Lady Susan by Jane Austen
Somewhat surprisingly perhaps, as this was the first novel draft she is known to have completed, Lady Susan is decidedly Jane Austen’s ‘wickedest novel’.
Written between 1793 and 1795, the novella in letter form – a common style in the eighteenth century, used by Fanny Burney amongst other novelists – exposes the most unscrupulous aspects of the contemporary ‘marriage market’ through the efforts of the widowed Lady Susan Vernon to find wealthy husbands for herself and her more virtuous daughter Frederica.
The selfish and manipulative Susan has little affection for her daughter, desiring to marry her off so as to be rid of her, but clearly having her own interest most at heart.
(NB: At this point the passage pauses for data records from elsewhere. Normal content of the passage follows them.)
PR #283, opened 2019-12-31
fix(a11ypolicypage): update studio a11y page

awaisdar001:
**Update studio a11y page with the new proposed content.** 

Screenshot after update.
Screenshot 2019-12-31 at 16 23 51
Frontend PR: edx/studio-frontend#283
Platform PR: _pending..._

FYI -- @edx/sustaining-mavericks


fysheets:
I will need to pull this down to test this locally -- I see that you changed some of the variable names and workflows instead of just the text fields. I would like to test it to validate the code review.

src/components/AccessibilityBody/index.jsx
```diff
@@ -35,12 +36,12 @@ const AccessibilityBody = (props) => {
...
           message={messages.a11yBodyEmailHeading}
           values={{
-            emailElement,
+            emailElement: ReactDomServer.renderToString(emailElement),
           }}
         >
           {
             displayText => (
-              <li>{displayText}
+              <li><span dangerouslySetInnerHTML={{ __html: displayText }} />
```
awaisdar001: This is a workaround described in : https://stackoverflow.com/questions/59542379/react-intl-wrapping-child-elements-in-formatmessage?noredirect=1#comment105255145_59542379


If you are certain about the code you want to insert is **not** malicious it's a pretty safe bet to use `dangerouslySetInnerHTML`. If you trust the API you have little to worry about. For example, this is perfectly safe:
```
return <div dangerouslySetInnerHTML={{__html: "<p>foo bar</p>"}} />;
```

awaisdar001:
> I will need to pull this down to test this locally -- I see that you changed some of the variable names and workflows instead of just the text fields. I would like to test it to validate the code review.

thank you!

awaisdar001:
@fysheets or @MichaelRoytman if you get a chance, please do review this PR.

src/components/AccessibilityBody/index.jsx
fysheets: @awaisdar001 Why is this necessary? Why could we not leave this the way it was before?

src/components/AccessibilityBody/index.jsx
```diff
@@ -71,52 +72,7 @@ const AccessibilityBody = (props) => {
           message={messages.a11yBodyExtraInfo}
           tagName="li"
         />
-        <WrappedMessage
```
fysheets: Why were these blocks removed? Were they removed in the updated text we were given?

awaisdar001: Correct. They were removed in the updated text that is given. 

With the new template of studio-a11y, these text blocks were removed and no longer needed to display. 
See 
https://studio.edx.org/accessibility
vs
Test

src/components/AccessibilityBody/index.jsx
awaisdar001: @fysheets Currently, we are displaying information correctly on the studio-a11y page.
We are supposed to display 


> Notify us by email addressed to [accessibility@edx.org](mailto:accessibility@edx.org).  In order for edX to fully and promptly assess and respond to your request, please provide the following information:


but due to this bug, we instead display (See: https://studio.edx.org/accessibility)

> Notify us by email addressed to


This is why I have to take this workaround which is an issue in `react-intl`. 


if we leave this the way it was before it will be rendered as 

> Send an email to

where it should 

> Send an email to [accessibility@edx.org](ddd) with the following information:

I have spent the time to make it work which looks elegant in the backend, but in the end, the only workaround I had was this. 
Here is the sandbox: 
https://codesandbox.io/s/formattedmessage-render-props-c6hfn

awaisdar001:
@fysheets Ping :)

src/components/AccessibilityBody/index.jsx
fysheets: @awaisdar001 As discussed in person, thank you for the clarity can you please add a comment to this file to briefly explain this decision so that future editors don't have to find this PR for context.

src/components/AccessibilityBody/index.jsx
```diff
@@ -35,12 +36,15 @@ const AccessibilityBody = (props) => {
...
-            emailElement,
+            emailElement: ReactDomServer.renderToString(emailElement),
           }}
         >
           {
             displayText => (
-              <li>{displayText}
+              // I am using dangerouslySetInnerHTML to as workaround to fix an issue that does not render
+              // html element in the parent when it has its own children.
+              // I am certain about the string being inserted here is not malicious so it's a pretty safe bet to use dangerouslySetInnerHTML.
```
awaisdar001: @fysheets Sorry for the delay just added the comment.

Although the ending describes a rescue of Frederica from her mother and a certain reward for her virtuousness, Lady Susan partially achieves her ambitions without the punishment the reader might expect.
The novella is unmistakably written in the style of Jane Austen, but balances between her more mature writing style and a polished version of the ruthlessness of some of the plots found in her Juvenilia.
Startling and surprising to readers expecting another Persuasion, Lady Susan highlights the barbs of Jane Austen’s wit and the darker side of the social system we know in its Cinderella-like incarnation from Pride and Prejudice and Persuasion.